Real-time PCR analysis is a sensitive DNA quantification technique that has recently gained considerable attention in biotechnology, microbiology and molecular diagnostics. Although, the cycle-threshold (Ct) method is the present "gold standard", it is far from being a standard assay. Uniform reaction efficiency among samples is the most important assumption of this method. Nevertheless, some authors have reported that it may not be correct and a slight PCR efficiency decrease of about 4% could result in an error of up to 400% using the Ct method. This reaction efficiency decrease may be caused by inhibiting agents used during nucleic acid extraction or copurified from the biological sample.

We propose a new method (Cy0) that does not require the assumption of equal reaction efficiency between unknowns and standard curve.


The Cy0 method is based on the fit of Richards' equation to real-time PCR data by nonlinear regression in order to obtain the best fit estimators of reaction parameters. Subsequently, these parameters were used to calculate the Cy0 value that minimizes the dependence of its value on PCR kinetic.

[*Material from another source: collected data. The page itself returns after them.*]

PR #10, opened 2019-07-17
FIX: Engage Brakes on Limit Hits and Stop Button

ZLLentz:
Currently, the brakes fail to engage when a limit is hit or when the IOC asks for a stop. This resolves the issue.

The new pathway is:
limit hit -> bExecute goes to FALSE -> brake engages

Or:
"stop" button hit -> bExecute goes to FALSE -> brake engages


lcls-twincat-motion/Library/POUs/Motion/FB_MotionStage.TcPOU
```diff
@@ -69,8 +72,16 @@ IF stMotionStage.bError THEN
...
-IF stMotionStage.Axis.Status.InTargetPosition AND fbDriveVirtual.bDone THEN
+// Check the limits and cancel execution if appropriate. Without this block we have infinite error spam
+bFwdHit := stMotionStage.Axis.Status.PositiveDirection AND NOT stMotionStage.bLimAllFwd;
+bBwdHit := stMotionStage.Axis.Status.NegativeDirection AND NOT stMotionStage.bLimAllBwd;
+IF bFwdHit OR bBwdHit THEN
+	stMotionStage.bExecute := FALSE;
+END_IF
+
+// Mark done if settled or if unexpected stop, then reset the FB if there is no error
+fbExecFallingEdge(CLK:=stMotionStage.bExecute);
```
teddyrendahl: My only issue is that have an `if` statement that checks for the falling edge of `bExecute` and inside that if statement we also set `bExecute` to False. Obviously this will work, double setting the `bExecute` isn't a huge deal. The downsides are 1) That block will fire twice on a standard move (no error or limit) 2) The code is kind of confusing. I'll leave it up to you to decide if you want to break these into two separate statements somehow?

lcls-twincat-motion/Library/Library.plcproj
```diff
@@ -16,9 +16,9 @@
     <LibraryReferences>{9dd7de72-3863-4684-ae1f-9a4b8617466d}</LibraryReferences>
     <CombineIds>false</CombineIds>
     <Company>SLAC</Company>
-    <Released>true</Released>
+    <Released>false</Released>
     <Title>lcls-twincat-motion</Title>
-    <ProjectVersion>0.0.2</ProjectVersion>
+    <ProjectVersion>0.0.0</ProjectVersion>
```
klauer: Version regressed?

lcls-twincat-motion/Library/Library.tmc
```diff
@@ -1,7 +1,7 @@
...
...terOutputUpdate</Name><Type GUID="{18071995-0000-0000-0000-000000000030}">BOOL</Type><BitSize>8</BitSize><BitOffs>240</BitOffs></SubItem><SubItem><Name>RTViolation</Name><Type GUID="{18071995-0000-0000-0000-000000000030}">BOOL</Type><BitSize>8</BitSize><BitOffs>248</BitOffs></SubItem><SubItem><Name>TaskName</Name><Type GUID="{18071995-0000-0000-0000-00010000003F}">STRING(63)</Type><BitSize>512</BitSize><BitOffs>512</BitOffs></SubItem><Hides><Hide GUID="{6A76D020-03A2-465C-A678-C341951E9EF3}" /><Hide GUID="{6F7D679F-72A0-4831-A7F1-085F839743ED}" /></Hides></DataType></DataTypes><Modules><Module GUID="{DED1545C-5FCD-48E2-B686-7D2C250A3641}" TcSmClass="TComPlcObjDef"><Name>Library</Name><CLSID ClassFactory="TcPlc30">{08500001-0000-0000-F000-000000000064}</CLSID><Licenses /><Contexts /><Parameters /><DataAreas /><Deployment /><EventClasses /><Properties><Property><Name>ApplicationName</Name><Value>Port_851</Value></Property><Property><Name>ChangeDate</Name><Value>2019-07-16T17:41:15</Value></Property><Property><Name>GeneratedCodeSize</Name><Value>217088</Value></Property><Property><Name>GlobalDataSize</Name><Value>57344</Value></Property></Properties></Module></Modules></TcModuleClass>
```
klauer: Can't see what changed here effectively. I wonder if we should have a commit hook that runs an xml formatter on these files?

lcls-twincat-motion/Library/Version/Global_Version.TcGVL
```diff
@@ -8,7 +8,7 @@
 VAR_GLOBAL CONSTANT
 	{attribute 'const_non_replaced'}
 	{attribute 'linkalways'}
-	stLibVersion_lcls_twincat_motion : ST_LibVersion := (iMajor := 0, iMinor := 0, iBuild := 2, iRevision := 0, sVersion := '0.0.2');
+	stLibVersion_lcls_twincat_motion : ST_LibVersion := (iMajor := 0, iMinor := 0, iBuild := 0, iRevision := 0, sVersion := '0.0.0');
```
klauer: Ditto on version?

lcls-twincat-motion/Library/POUs/Motion/FB_MotionStage.TcPOU
```diff
@@ -93,7 +105,7 @@ END_CASE
 // Handle the brake. TRUE means brake disabled.
```
klauer: Mostly unrelated to this PR, but if `.bBrake` `True` means disabled, think we could rename it to `.bBrakeDisengaged` or disabled... or something even less confusing?

lcls-twincat-motion/Library/Library.plcproj
ZLLentz: 0.0.0 is the code for "not a release version". If you install a project with a version number on the PLC programming node it overwrites any existing project with that number.

lcls-twincat-motion/Library/POUs/Motion/FB_MotionStage.TcPOU
ZLLentz: I agree that this is confusing. I'll think a bit about if and how to revise.

lcls-twincat-motion/Library/POUs/Motion/FB_MotionStage.TcPOU
ZLLentz: I agree, but I couldn't come up with a succinct name. `True` is disabled because all of our breaks are NC.

lcls-twincat-motion/Library/Library.tmc
ZLLentz: I'm not sure how to set such a thing up but it's a good idea.

lcls-twincat-motion/Library/Library.plcproj
klauer: Huh, that's... interesting... and well-worth documenting if we don't already have it somewhere.

lcls-twincat-motion/Library/POUs/Motion/FB_MotionStage.TcPOU
ZLLentz: The simplest solution is to add something like "AND NOT bDoneResolved", setting bDoneResolved to TRUE at the end of this block and to FALSE somewhere earlier in the code, perhaps when we start a move

lcls-twincat-motion/Library/Library.plcproj
ZLLentz: I agree, I forgot about it when making this repo, which caused a problem, which is why it's bundled into here sloppily. The idea is to set versions to 0.0.0 and use https://github.com/pcdshub/tc_release when we want to apply a tag and set a version number.

lcls-twincat-motion/Library/POUs/Motion/FB_MotionStage.TcPOU
```diff
@@ -69,8 +72,16 @@ IF stMotionStage.bError THEN
 	stMotionStage.bEnable := FALSE;
 END_IF
 
-// Mark done if settled, then reset the FB if there is no error
-IF stMotionStage.Axis.Status.InTargetPosition AND fbDriveVirtual.bDone THEN
+// Check the limits and cancel execution if appropriate. Without this block we have infinite error spam
+bFwdHit := stMotionStage.Axis.Status.PositiveDirection AND NOT stMotionStage.bLimAllFwd;
```
slacAWallace: You're using this combination to account for any unforseen halt in a given direction?

lcls-twincat-motion/Library/POUs/Motion/FB_MotionStage.TcPOU
slacAWallace: Pedantic, but I think it's helpful to really clarify disabled == disengaged.

lcls-twincat-motion/Library/POUs/Motion/FB_MotionStage.TcPOU
slacAWallace: > 1) That block will fire twice on a standard move (no error or limit)

How does this fire twice? I am looping trying to understand. You definitely don't want that to be happening.

ZLLentz:
Found only one issue with this today while testing the code with the PPM and XPIM. Both throw an error every time they hit the upper limit (but not the lower!!?...), error is: `The axis or coupled slave axis has lost its controller enable signal while executing a command (error 0x4260)`

lcls-twincat-motion/Library/POUs/Motion/FB_MotionStage.TcPOU
ZLLentz: Should I approach this by adding a huge comment, or by finding an appropriate rename?

lcls-twincat-motion/Library/POUs/Motion/FB_MotionStage.TcPOU
ZLLentz: Yes. If any kind of forward limit is triggered while moving forward, we note `bFwdHit` and engage the brake appropriately.

lcls-twincat-motion/Library/POUs/Motion/FB_MotionStage.TcPOU
ZLLentz: If the block is entered normally (the move ends successfully with no interruptions), then the block ends by setting `bExecute` from `TRUE` to `FALSE`. This triggers the falling edge, satisfying the condition to enter the code block again. After the second pass, this doesn't happen again. No bad code is run by doing this, but I agree that it's bad practice and unclean.

lcls-twincat-motion/Library/POUs/Motion/FB_MotionStage.TcPOU
teddyrendahl: The crucial point is that `Status.PositiveDirection` has to be there to ensure we can move off of the limit 😉

lcls-twincat-motion/Library/POUs/Motion/FB_MotionStage.TcPOU
klauer: My opinion: I think an appropriate rename would be advisable, or confusion in boolean state could easily lead to bugs down the line.

ZLLentz: Some options, keeping in mind that this is a hardware output variable:
```
bDisableBrake
bBrakeDisable
bNoBrake
bUnBrake
bReleaseBrake
bBrakeRelease
bBrakeOff
```

teddyrendahl:
`bBrakeRelease` gets my vote

lcls-twincat-motion/Library/POUs/Motion/FB_MotionStage.TcPOU
klauer: I'll second @teddyrendahl .... `bBrakeRelease`

lcls-twincat-motion/Library/POUs/Motion/FB_MotionStage.TcPOU
ZLLentz: Actually, a super simple fix: just add `AND NOT stMotionStage.bDone` to the conditional

teddyrendahl:
Don't care about order just the combination of words 😄

ZLLentz:
I prefer `bBrakeRelease` so as your eye scans across the variable, it sees "Brake" first so you immediately know what it is, then "Release" serves to explain the polarity.

Are similar changes needed for the limits? Some may also be confused for `TRUE` meaning "limit not hit"

klauer:
Always think of variables in terms of tab completion `.bBr<tab>` ;)

It'd probably be advisable for limits to be tweaked as well.

ZLLentz:
Ok, I will open a separate API break PR for renaming stuff

ZLLentz:
I can reliably reproduce the error in a simpler program by setting `bEnable` to `FALSE` on the same cycle as `bLimFwd` is set to `FALSE`. This indicates to me that somewhere in this code I'm killing `bEnable` before the `MC_Power` function block as a chance to register the limit as hit. I bet I can remove the error just by rearranging the sections a bit.

ZLLentz:
Some further testing shows that it takes 5 cycles before we are allowed to disable the motor without erroring. I'm not quite sure how I should resolve it.

lcls-twincat-motion/Library/POUs/Motion/FB_MotionStage.TcPOU
```diff
@@ -69,21 +72,34 @@ IF stMotionStage.bError THEN
...
+		stMotionStage.bDone := TRUE;
+		stMotionStage.bBusy := FALSE;
+		IF NOT stMotionStage.Axis.Status.Error THEN
+			bExecute := FALSE;
+			stMotionStage.bExecute := FALSE;
 		END_IF
 	END_IF
 END_IF
+IF stMotionStage.nEnableMode = ENUM_StageEnableMode.STAGE_ENABLE_MOTION AND NOT bExecute THEN
+	IF stMotionStage.Axis.Status.MotionState = MC_AXISSTATE_STANDSTILL THEN
```
ZLLentz: This conditional is what resolves the extra errors issue

ZLLentz:
I am happy with this PR now. If there is some agreement, I'll merge and then double-back for the renaming PR.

The Ct, second derivative (Cp), sigmoidal curve fitting method (SCF) and Cy0 methods were compared using two criteria: precision and accuracy. Our results demonstrated that, in optimal amplification conditions, these four methods are equally precise and accurate. However, when PCR efficiency was slightly decreased, diluting amplification mix quantity or adding a biological inhibitor such as IgG, the SCF, Ct and Cp methods were markedly impaired while the Cy0 method gave significantly more accurate and precise results.


Our results demonstrate that Cy0 represents a significant improvement over the standard methods for obtaining a reliable and precise nucleic acid quantification even in sub-optimal amplification conditions overcoming the underestimation caused by the presence of some PCR inhibitors.